- Born: 1986 (age 39–40)
- Education: TAISM
- Occupations: Artist; activist;
- Known for: overcoming disabilities

= Safiya al Bahlani =

Omani artist

Safiya al Bahlani (born 1986) is an Omani artist, graphic designer, disability rights activist, and motivational speaker.

== Early life and education==
Born with multiple physical disabilities — short forearms, no hands, a deformed left knee, and a short right leg stump — Safiya was adopted at the age of three by Sabah al Bahlani, a single mother. Sabah al Bahlani had been trained in the United States as a Community Health Educator and was working at the time for the Ministry of Health in Oman in a program to educate parents about children with disabilities.

Sabah took Safiya to the United States with her when she went to continue her studies. In the United States, Safiya al Bahlani was given intense speech therapy. She had speech difficulties as a child and when tested was found to be totally deaf in one ear, as well as tongue-tied. Al Bahlani also had surgery to make it easier for her to wear a prosthetic.

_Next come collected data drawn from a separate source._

PR #604, opened 2022-10-16
Remove vestigial tomli usage 

gotmax23:
dba0f317c52d3c9fa29792a0beb0c0abf4476a23 removed some, but not all of the imports of the vendored tomli. This PR adds the same tomllib > tomli fallback to the tests and adjusts the tox.ini test deps accordingly.

Additionally, this adjusts flit-core to only use its vendored tomli when tomli isn't already installed. In Fedora, we bootstrap tomli differently, so we `rm -r` the vendored version. This change makes it so Fedora and other distributions don't also have to patch flit_core.config.

/cc @hroncok

### DIFF
--- a/.github/workflows/test.yml
+++ b/.github/workflows/test.yml
@@ -19,7 +19,7 @@ jobs:
     strategy:
       matrix:
         platform: ["ubuntu-latest", "windows-latest"]
-        python-version: [ "3.6", "3.7", "3.8", "3.9", "3.10" ]
+        python-version: [ "3.6", "3.7", "3.8", "3.9", "3.10", "3.11" ]
     steps:
       - uses: actions/checkout@v3
 
--- a/.github/workflows/test.yml
+++ b/.github/workflows/test.yml
@@ -19,7 +19,7 @@ jobs:
     strategy:
       matrix:
         platform: ["ubuntu-latest", "windows-latest"]
-        python-version: [ "3.6", "3.7", "3.8", "3.9", "3.10", "3.11" ]
+        python-version: [ "3.6", "3.7", "3.8", "3.9", "3.10", "3.11-dev" ]
     steps:
       - uses: actions/checkout@v3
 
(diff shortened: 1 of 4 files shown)


gotmax23:
The tests don't currently run on Python 3.11, which makes this not particularly useful upstream. Would you like me to also add Python 3.11 to the test matrix as part of this change?

hroncok:
Thanks.

flit_core/flit_core/config.py
```diff
@@ -10,7 +10,10 @@
 try:
     import tomllib
 except ImportError:
-    from .vendor import tomli as tomllib
+    try:
+        import tomli as tomllib
+    except ImportError:
+        from .vendor import tomli as tomllib
```
takluyver, line 16: Is it OK for you if we swap round the logic here - i.e. try the vendored version first, and only load a separate tomli if the vendored one is removed?

My reason for preferring this is that it means there's no difference in behaviour between when tomli is installed or not.

gotmax23:
@takluyver, can you please approve the workflow for this PR and #603?

flit_core/flit_core/config.py
gotmax23: Yes. I understand the reasoning, and that works fine for us.

.github/workflows/test.yml
```diff
@@ -19,7 +19,7 @@ jobs:
     strategy:
       matrix:
         platform: ["ubuntu-latest", "windows-latest"]
-        python-version: [ "3.6", "3.7", "3.8", "3.9", "3.10" ]
+        python-version: [ "3.6", "3.7", "3.8", "3.9", "3.10", "3.11" ]
```
takluyver, line 22:
```suggestion
        python-version: [ "3.6", "3.7", "3.8", "3.9", "3.10", "3.11-dev" ]
```

Looks like we need this until 3.11 is actually released. I'll commit this change myself to test it quickly.

hroncok:
Thank you!

nanonyme:
Something I'm wondering if it could be unvendored for install and vendored only for the purposes of sdist and repo. And we instead add vendored tomli through backend-path.

PR #615, opened 2022-12-16
Use Ubuntu 20.04 to test on Python 3.6

takluyver:
`ubuntu-latest` now refers to 22.04, which doesn't have 3.6 available.

### DIFF
--- a/.github/workflows/test.yml
+++ b/.github/workflows/test.yml
@@ -19,7 +19,31 @@ jobs:
     strategy:
       matrix:
         platform: ["ubuntu-latest", "windows-latest"]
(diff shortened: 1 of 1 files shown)


takluyver:
I'll merge this one with no review, since it's a simple change just to get CI working again.

takluyver:
It's probably reasonable to next time there's a decent reason, but I'm not in a hurry. We've only fairly recently dropped 3.6 for some projects at work, and I think low-level packaging tools should be fairly conservative about supporting older Pythons.

I'm also OK with `flit` requiring a newer Python than `flit_core` - this was the case in the past, and it's kind of coincidence that they have the same minimum version now. But that would still mean running (some of) the tests.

In school, Safiya excelled in the arts. She had been drawing since she was a child, but it was when she turned fourteen that she realized that she wants to become a professional artist. After graduating from the American International School of Muscat, she continued to study graphic design. When she moved to Jordan in 2007, she chose to change her interest in study to animation, but she continued to paint and held her first solo art exhibit in Jordan with 38 pieces that she had collected in February 2010.

==Career==
Al Bahlani returned to Oman and was looking for a job when she met an Omani fashion designer. Together they created an exhibit of 40 paintings and 20 dresses based around a theme of His Majesty's Annual speeches. She felt that doing oil and acrylic paintings of the designs was not creative enough; she embellished the paintings with embroidery and traditional Omani tassels. This exhibit was held in March 2011.

Her second solo exhibit, 'The Growing Journey', was held in December 2012, at the Bank Muscat and included over 70 paintings. In 2016 she had a solo exhibition, entitled 'Flashback' at the Centre Franco-Omanais. Al Bahlani opened her own gallery, which launched with artwork created in collaboration with a jewellery designer, Hannah Al Lawati. In 2018 Al Bahlani was selected to create visual designs and branding for Al Mouj Muscat's environmentally-responsible transportation buggies.

=== Speaker ===
Al Bahlani has spoken a number of times on the subject of being a creative artist and a person with disabilities. Her first TEDx talk, "The chosen: Sabah al Bahlani and Safiya al Bahlani" was at TEDx Muscat in November 2013. In this talk, she and her mother spoke about the circumstances that brought them together and how they feel that everyone has a unique purpose. Her next TEDx talk, "Challenge is Your Weapon" was at TEDx Institute Le Rosey in January 2014.